◆ Data under study ◆
++++++

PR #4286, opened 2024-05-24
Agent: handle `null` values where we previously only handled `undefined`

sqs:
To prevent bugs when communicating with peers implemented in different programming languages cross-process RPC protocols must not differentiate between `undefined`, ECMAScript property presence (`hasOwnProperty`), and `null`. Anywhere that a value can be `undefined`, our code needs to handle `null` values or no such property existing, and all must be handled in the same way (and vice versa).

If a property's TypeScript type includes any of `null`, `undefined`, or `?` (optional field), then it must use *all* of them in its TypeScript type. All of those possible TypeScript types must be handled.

++++++

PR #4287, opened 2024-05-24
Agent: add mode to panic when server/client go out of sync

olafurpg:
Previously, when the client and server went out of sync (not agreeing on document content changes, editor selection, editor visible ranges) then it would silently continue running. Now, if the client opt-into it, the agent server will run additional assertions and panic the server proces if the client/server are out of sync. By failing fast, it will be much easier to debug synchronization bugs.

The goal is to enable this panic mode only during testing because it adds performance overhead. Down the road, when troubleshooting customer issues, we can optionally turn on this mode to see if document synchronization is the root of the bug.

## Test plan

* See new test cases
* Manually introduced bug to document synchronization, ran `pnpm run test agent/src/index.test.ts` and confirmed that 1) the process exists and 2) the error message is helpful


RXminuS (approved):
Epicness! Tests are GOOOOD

++++++

◆ Work to be completed ◆
Every line above holding the string "only" should be listed.

◆ Written response ◆
Agent: handle `null` values where we previously only handled `undefined`
The goal is to enable this panic mode only during testing because it adds performance overhead. Down the road, when troubleshooting customer issues, we can optionally turn on this mode to see if document synchronization is the root of the bug.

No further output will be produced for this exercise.